---------- THE DATA
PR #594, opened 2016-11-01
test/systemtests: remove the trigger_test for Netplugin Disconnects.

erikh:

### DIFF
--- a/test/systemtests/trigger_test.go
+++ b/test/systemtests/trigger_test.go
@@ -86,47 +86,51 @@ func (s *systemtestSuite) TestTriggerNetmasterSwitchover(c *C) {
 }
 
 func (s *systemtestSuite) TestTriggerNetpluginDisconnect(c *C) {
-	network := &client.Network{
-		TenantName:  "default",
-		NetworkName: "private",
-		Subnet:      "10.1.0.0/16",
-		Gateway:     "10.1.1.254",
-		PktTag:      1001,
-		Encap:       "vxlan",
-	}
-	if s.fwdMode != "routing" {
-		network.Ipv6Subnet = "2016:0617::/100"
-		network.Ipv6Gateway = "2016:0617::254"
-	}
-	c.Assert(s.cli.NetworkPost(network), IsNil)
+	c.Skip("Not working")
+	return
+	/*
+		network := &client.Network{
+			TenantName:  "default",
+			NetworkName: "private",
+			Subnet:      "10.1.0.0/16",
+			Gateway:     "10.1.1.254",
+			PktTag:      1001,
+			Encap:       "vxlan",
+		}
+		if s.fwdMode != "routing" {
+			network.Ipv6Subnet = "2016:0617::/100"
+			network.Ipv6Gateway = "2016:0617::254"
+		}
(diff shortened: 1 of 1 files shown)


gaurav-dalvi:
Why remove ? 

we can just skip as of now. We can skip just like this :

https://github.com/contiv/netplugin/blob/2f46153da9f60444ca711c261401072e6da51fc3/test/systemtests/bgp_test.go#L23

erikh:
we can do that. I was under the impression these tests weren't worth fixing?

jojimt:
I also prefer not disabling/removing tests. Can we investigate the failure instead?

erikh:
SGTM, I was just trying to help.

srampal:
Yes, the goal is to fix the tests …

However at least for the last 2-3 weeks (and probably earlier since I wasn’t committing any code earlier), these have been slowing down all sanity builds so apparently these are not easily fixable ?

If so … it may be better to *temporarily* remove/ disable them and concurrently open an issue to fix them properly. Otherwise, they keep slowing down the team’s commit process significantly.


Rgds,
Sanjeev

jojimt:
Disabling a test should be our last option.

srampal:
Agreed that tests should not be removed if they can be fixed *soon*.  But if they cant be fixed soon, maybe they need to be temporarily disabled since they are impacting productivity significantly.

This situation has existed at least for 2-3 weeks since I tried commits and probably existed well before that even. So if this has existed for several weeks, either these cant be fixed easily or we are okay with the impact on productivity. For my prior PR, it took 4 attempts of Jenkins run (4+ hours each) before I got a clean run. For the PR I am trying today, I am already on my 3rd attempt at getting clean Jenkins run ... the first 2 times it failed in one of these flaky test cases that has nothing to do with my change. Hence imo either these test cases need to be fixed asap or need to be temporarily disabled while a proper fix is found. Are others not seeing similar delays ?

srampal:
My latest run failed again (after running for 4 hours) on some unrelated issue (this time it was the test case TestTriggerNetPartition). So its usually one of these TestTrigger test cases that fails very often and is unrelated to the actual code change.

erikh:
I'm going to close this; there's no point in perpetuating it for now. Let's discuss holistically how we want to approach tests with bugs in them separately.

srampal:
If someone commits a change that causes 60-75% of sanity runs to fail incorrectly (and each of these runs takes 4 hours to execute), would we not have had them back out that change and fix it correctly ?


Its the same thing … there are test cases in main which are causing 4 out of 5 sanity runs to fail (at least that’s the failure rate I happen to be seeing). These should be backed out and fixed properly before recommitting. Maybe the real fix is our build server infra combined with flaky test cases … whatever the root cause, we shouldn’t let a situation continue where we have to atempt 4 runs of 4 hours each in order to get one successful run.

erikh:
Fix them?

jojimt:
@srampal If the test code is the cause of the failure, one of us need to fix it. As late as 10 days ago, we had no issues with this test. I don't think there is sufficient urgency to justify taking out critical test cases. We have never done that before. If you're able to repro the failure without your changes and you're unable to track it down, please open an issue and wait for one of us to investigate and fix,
--------------------
*ABOUT THIS EXERCISE*
The full set of records above must be reproduced exactly in the reply.

*ANSWER TO THIS EXERCISE*
PR #594, opened 2016-11-01
test/systemtests: remove the trigger_test for Netplugin Disconnects.

erikh:

### DIFF
--- a/test/systemtests/trigger_test.go
+++ b/test/systemtests/trigger_test.go
@@ -86,47 +86,51 @@ func (s *systemtestSuite) TestTriggerNetmasterSwitchover(c *C) {
 }
 
 func (s *systemtestSuite) TestTriggerNetpluginDisconnect(c *C) {
-	network := &client.Network{
-		TenantName:  "default",
-		NetworkName: "private",
-		Subnet:      "10.1.0.0/16",
-		Gateway:     "10.1.1.254",
-		PktTag:      1001,
-		Encap:       "vxlan",
-	}
-	if s.fwdMode != "routing" {
-		network.Ipv6Subnet = "2016:0617::/100"
-		network.Ipv6Gateway = "2016:0617::254"
-	}
-	c.Assert(s.cli.NetworkPost(network), IsNil)
+	c.Skip("Not working")
+	return
+	/*
+		network := &client.Network{
+			TenantName:  "default",
+			NetworkName: "private",
+			Subnet:      "10.1.0.0/16",
+			Gateway:     "10.1.1.254",
+			PktTag:      1001,
+			Encap:       "vxlan",
+		}
+		if s.fwdMode != "routing" {
+			network.Ipv6Subnet = "2016:0617::/100"
+			network.Ipv6Gateway = "2016:0617::254"
+		}
(diff shortened: 1 of 1 files shown)


gaurav-dalvi:
Why remove ? 

we can just skip as of now. We can skip just like this :

https://github.com/contiv/netplugin/blob/2f46153da9f60444ca711c261401072e6da51fc3/test/systemtests/bgp_test.go#L23

erikh:
we can do that. I was under the impression these tests weren't worth fixing?

jojimt:
I also prefer not disabling/removing tests. Can we investigate the failure instead?

erikh:
SGTM, I was just trying to help.

srampal:
Yes, the goal is to fix the tests …

However at least for the last 2-3 weeks (and probably earlier since I wasn’t committing any code earlier), these have been slowing down all sanity builds so apparently these are not easily fixable ?

If so … it may be better to *temporarily* remove/ disable them and concurrently open an issue to fix them properly. Otherwise, they keep slowing down the team’s commit process significantly.


Rgds,
Sanjeev

jojimt:
Disabling a test should be our last option.

srampal:
Agreed that tests should not be removed if they can be fixed *soon*.  But if they cant be fixed soon, maybe they need to be temporarily disabled since they are impacting productivity significantly.

This situation has existed at least for 2-3 weeks since I tried commits and probably existed well before that even. So if this has existed for several weeks, either these cant be fixed easily or we are okay with the impact on productivity. For my prior PR, it took 4 attempts of Jenkins run (4+ hours each) before I got a clean run. For the PR I am trying today, I am already on my 3rd attempt at getting clean Jenkins run ... the first 2 times it failed in one of these flaky test cases that has nothing to do with my change. Hence imo either these test cases need to be fixed asap or need to be temporarily disabled while a proper fix is found. Are others not seeing similar delays ?

srampal:
My latest run failed again (after running for 4 hours) on some unrelated issue (this time it was the test case TestTriggerNetPartition). So its usually one of these TestTrigger test cases that fails very often and is unrelated to the actual code change.

erikh:
I'm going to close this; there's no point in perpetuating it for now. Let's discuss holistically how we want to approach tests with bugs in them separately.

srampal:
If someone commits a change that causes 60-75% of sanity runs to fail incorrectly (and each of these runs takes 4 hours to execute), would we not have had them back out that change and fix it correctly ?


Its the same thing … there are test cases in main which are causing 4 out of 5 sanity runs to fail (at least that’s the failure rate I happen to be seeing). These should be backed out and fixed properly before recommitting. Maybe the real fix is our build server infra combined with flaky test cases … whatever the root cause, we shouldn’t let a situation continue where we have to atempt 4 runs of 4 hours each in order to get one successful run.

erikh:
Fix them?

jojimt:
@srampal If the test code is the cause of the failure, one of us need to fix it. As late as 10 days ago, we had no issues with this test. I don't think there is sufficient urgency to justify taking out critical test cases. We have never done that before. If you're able to repro the failure without your changes and you're unable to track it down, please open an issue and wait for one of us to investigate and fix,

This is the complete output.